1. A method of manufacturing a sulfide solid electrolyte, comprising:

preparing a powder by dissolving lithium sulfide (Li₂S), a sulfur compound, a first lithium halide and a second lithium halide in an organic solvent and performing drying;

preparing a sulfide compound complex comprising two or more sulfide compounds by thermally treating the powder; and

pulverizing the sulfide compound complex.

2. The method of claim 1, wherein the organic solvent comprises any one of dimethyl formamide (DMF) and tetrahydrofuran (THF).

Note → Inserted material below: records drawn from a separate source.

PR #5456, opened 2025-07-23
feat(exasol): intercept rank function in sqlglot to remove arguments

nnamdi16:


georgesittas:
Hey @nnamdi16, this isn't quite what I meant in the comment I left in your other PR. We don't plan to merge logic related to `RANK`, that aims to handle an undocumented (and possible no-op?) feature. This is something you'd have to take care in your application's side. If the argument has a functional purpose, I'm happy to re-open and consider introducing an expression to represent its semantics.

PR #4333, opened 2024-11-01
feat(bigquery): Support JSON_QUERY

VaggelisD:
Currently SQLGlot supports `JSON_EXTRACT` which is deprecated in favor of `JSON_QUERY`:

```SQL
bigquery> SELECT JSON_QUERY('{"class": {"students": []}}', '$.class')
{"students":[]}

snowflake> SELECT GET_PATH(PARSE_JSON('{"class": {"students": []}}'), 'class');
{"students": []}

duckdb> SELECT '{"class": {"students": []}}' -> '$.class';
┌──────────────────────────────────────────────┐
│ ('{"class": {"students": []}}' -> '$.class') │
│                     json                     │
├──────────────────────────────────────────────┤
│ {"students":[]}                              │
└──────────────────────────────────────────────┘
```

This PR also improves Snowflake's `GET_PATH` as it's unable to process JSON strings (unlike BQ and DuckDB), so as an extra step the string will be parsed first.

Docs
-------
[BQ JSON_EXTRACT](https://cloud.google.com/bigquery/docs/reference/standard-sql/json_functions#json_extract) | [BQ JSON_QUERY](https://cloud.google.com/bigquery/docs/reference/standard-sql/json_functions#json_query)

PR #5458, opened 2025-07-23
fix(snowflake)!: Wrap `GET_PATH` value with `PARSE_JSON` preemptively

VaggelisD:
https://github.com/tobymao/sqlglot/pull/4333 fixed the transpilation of `exp.JsonExtract` towards Snowflake by wrapping the LHS with `PARSE_JSON` if it was a string literal. However, this solution does not suffice as the value can be a column containing a string.

- Behavior before the PR:

```Python3
SQLGlot transpilation
------------------------
>>> sql = "WITH tbl AS (SELECT '{"name": "Jakob", "age": "6"}' AS foo) SELECT JSON_EXTRACT(foo, '$.name') FROM tbl"
>>> sqlglot.parse_one(sql, "bigquery").sql("snowflake)
'WITH tbl AS (SELECT '{"name": "Jakob", "age": "6"}' AS foo) SELECT GET_PATH(foo, 'name') FROM tbl AS tbl'


Engine execution
--------------------
bq> WITH tbl AS (SELECT '{"name": "Jakob", "age": "6"}' AS foo) SELECT JSON_EXTRACT(foo, '$.name') FROM tbl;
--
"Jakob"

snowflake> WITH tbl AS (SELECT '{"name": "Jakob", "age": "6"}' AS foo) SELECT GET_PATH(foo, 'name') FROM tbl AS tbl;
--
Error: Invalid argument types for function 'GET_PATH': (VARCHAR(29), VARCHAR(4))
```

<br />

- After the PR (notice the `GET_PATH` value):

```Python3
SQLGlot transpilation
------------------------
>>> sql = "WITH tbl AS (SELECT '{"name": "Jakob", "age": "6"}' AS foo) SELECT JSON_EXTRACT(foo, '$.name') FROM tbl"
>>> sqlglot.parse_one(sql, "bigquery").sql("snowflake)
'WITH tbl AS (SELECT '{"name": "Jakob", "age": "6"}' AS foo) SELECT GET_PATH(PARSE_JSON(foo), 'name') FROM tbl AS tbl'


Engine execution
--------------------
snowflake> WITH tbl AS (SELECT '{"name": "Jakob", "age": "6"}' AS foo) SELECT GET_PATH(PARSE_JSON(foo), 'name') FROM tbl AS tbl
--
"Jakob"
```

<br />

- PS 1: In Snowflake, `PARSE_JSON` seems idempotent so even if we already have a `JSON` (i.e `VARIANT`) expression the execution is not altered:

```SQL
snowflake> WITH tbl AS (SELECT '{"name": "Jakob", "age": "6"}' AS foo) SELECT GET_PATH(PARSE_JSON(PARSE_JSON(foo)), 'name') FROM tbl AS tbl;
--
"Jacob"

snowflake> WITH tbl AS (SELECT '{"name": "Jakob", "age": "6"}' AS foo) SELECT PARSE_JSON(PARSE_JSON(foo)) = PARSE_JSON(foo) FROM tbl;
--
TRUE
```

- PS 2: Even so, in order to not alter the Snowflake roundtrip, a new flag & arg was added to avoid reparsing.

Docs
--------
[BigQuery JSON_EXTRACT](https://cloud.google.com/bigquery/docs/reference/standard-sql/json_functions#json_extract) | [Snowflake GET_PATH](https://docs.snowflake.com/en/sql-reference/functions/get_path)


tobymao:
add a test that shows you don't double add parse_json to an existing parse_json

VaggelisD:
@tobymao Already did in [test_snowflake.py](https://github.com/tobymao/sqlglot/pull/5458/files#diff-48950cdaa69b6d8abaa3a1207fc43f4676296c3d36b2dd74e782b9b48c202511), did you have something else in mind?

tobymao:
sorry i didn't see it

sqlglot/dialects/snowflake.py
```diff
@@ -1555,10 +1558,16 @@ def timestampsub_sql(self, expression: exp.TimestampSub):
         def jsonextract_sql(self, expression: exp.JSONExtract):
             this = expression.this
 
-            # JSON strings are valid coming from other dialects such as BQ
+            # JSON strings are valid coming from other dialects such as BQ so
+            # for these cases we PARSE_JSON preemptively
+            if not isinstance(this, (exp.ParseJSON, exp.JSONExtract)) and not expression.args.get(
+                "requires_json"
+            ):
+                this = exp.ParseJSON(this=this)
```
georgesittas, line 1566: Snowflake's `GET_PATH` [supports a few different types for the first argument](https://docs.snowflake.com/en/sql-reference/functions/get_path#arguments). Have you verified that in all cases, wrapping with `PARSE_JSON` is at least a no-op?

VaggelisD: Right, in Snowflake `GET_PATH` can be used with a few different types. However, my assumptions were:
- During roundtrips it'll remain unaffected, so that should be fine
- During transpilation, I'm assuming that other dialect's `exp.JsonExtract` will contain a JSON string or JSON expression. I don't think it'd be easily possible to transpile an expression such as `exp.JsonExtract(array, index)` as would happen in Snowflake e.g in `SELECT GET_PATH([1, 2], '[0]');`

georgesittas: Ah, right, roundtrip is fine due to the flag you introduced. I missed this during my review. Looks good then, thanks for clarifying 👍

3. The method of claim 1, wherein the sulfur compound comprises any one of silicon sulfide, phosphorus sulfide, germanium sulfide and boron sulfide.

4. The method of claim 1, wherein the first lithium halide and the second lithium halide have a composition of LiX (in which X comprises any one element of Cl, Br and I).

5. The method of claim 1, wherein the sulfide compound complex is a complex comprising two or more sulfide compounds having compositions of LPS(Li_xP_yS_z) and LPSX(Li_xP_yS_zX, in which X comprises any one element of Cl, Br and I).

6. The method of claim 5, wherein the sulfide compound complex is a complex of two or more selected from among Li₆PS₅Cl, Li₆PS₅Br, Li₃PS₄and Li₇P₃S₁₁.

7. The method of claim 1, wherein in the preparing the powder, a molar ratio of the lithium sulfide to the sulfur compound to the first lithium halide to the second lithium halide is 3:0.5:0.5:0.5, and

the organic solvent in which the lithium sulfide (Li₂S), the sulfur compound, the first lithium halide and the second lithium halide are dissolved is dried at 80 to 150° C.

8. The method of claim 1, wherein the thermally treating comprises treating the powder at a temperature of 300 to 500° C. for 5 to 24 hr.

9. A sulfide solid electrolyte, comprising a sulfide compound complex comprising two or more sulfide compounds selected from among Li₆PS₅Cl, Li₆PS₅Br, Li₃PS₄and Li₇P₃S₁₁.

10. The sulfide solid electrolyte of claim 9, wherein the sulfide compound complex has a particle size of 0.5 to 10 μm.